*WHAT YOU SHOULD DO:* Find the lines below that contain the string "controllers". Copy each one.

(Stored items)
PR #1846, opened 2018-10-16
Update Ember etc to 3.5

backspace:
This isn’t quite ready as we’re held back from Broccoli 2 by `ember-cli-inline-images`. I’ll add another commit to change to [my fork](https://github.com/drogus/ember-cli-inline-images/pull/1) which should fix that.


backspace:
Percy reveals that emoji aren‘t rendering properly in build stage names, so this needs some further attention.

PR #1867, opened 2018-10-31
Fix apps redirect issue

sorta:
This should address an issue where the Github Apps installation redirect page was not redirecting correctly.

### DIFF
--- a/app/controllers/github-apps-installation.js
+++ b/app/controllers/github-apps-installation.js
@@ -19,7 +19,7 @@ export default Controller.extend({
 
   startPolling() {
     this.initialDelayPromise().then(() => this.fetchPromise().then(installation => {
-      this.transitionToRoute('account', installation.owner.login);
+      this.transitionToRoute('account');
     }));
   },
 


backspace:
Nice fix, thanks. I did have [this test](https://github.com/travis-ci/travis-web/blob/master/tests/acceptance/auth/github-apps-installation-redirect-test.js) for this functionality that it would be nice to bring back to prevent regressions on this, I gave up trying to make it work consistently during the rush to release this feature 😐

sorta:
@backspace Thanks! I agree, it would be great to bring that test back. It would have helped prevent this situation. Unfortunately, I'm not sure that it's something I have a lot of time to work on at the moment, but maybe I'll create a separate issue for it?

artursmirnov:
@sorta, @backspace, I'm merging and releasing this fix due to urgency. Let's add a test as a next iteration (I can handle it in case if Sophie is busy)

sorta:
Awesome @artursmirnov , thanks for merging this!

PR #1870, opened 2018-11-01
Add ember-tooltips to ignore list for Greenkeeper

artursmirnov:
Starting from [v3.0.0](https://github.com/sir-dunxalot/ember-tooltips/releases/tag/3.0.0) `ember-tooltips` migrated to another positioning library ([popper.js](https://popper.js.org) instead of deprecated [tether](https://github.com/HubSpot/tether)). This changed the DOM structure for tooltips. Now they are rendered "in-place" instead of "on body". And since in our layout in many places we use `overflow: hidden`, "in-place" tooltips become invisible. I spent some time trying to find a workaround, but didn't find any simple solution. So I suggest to freeze the dependency for Greenkeeper for now, until we find a solution, or the add-on changes settle and authors provide a proper way of handling such cases.


backspace:
yeah, I was trying to figure out possibilities in #1813 but the workaround they told me about didn’t seem to work. I’m not sure what else to do, so I’m fine with ignoring the newer versions for now, as much as the deprecation warnings annoy me.

I added another commit to ignore `ember-decorators` as we’re [stuck](https://github.com/travis-pro/team-teal/issues/2514) on the old version for a while.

*OUTPUT FOR THIS EXERCISE:*
--- a/app/controllers/github-apps-installation.js
+++ b/app/controllers/github-apps-installation.js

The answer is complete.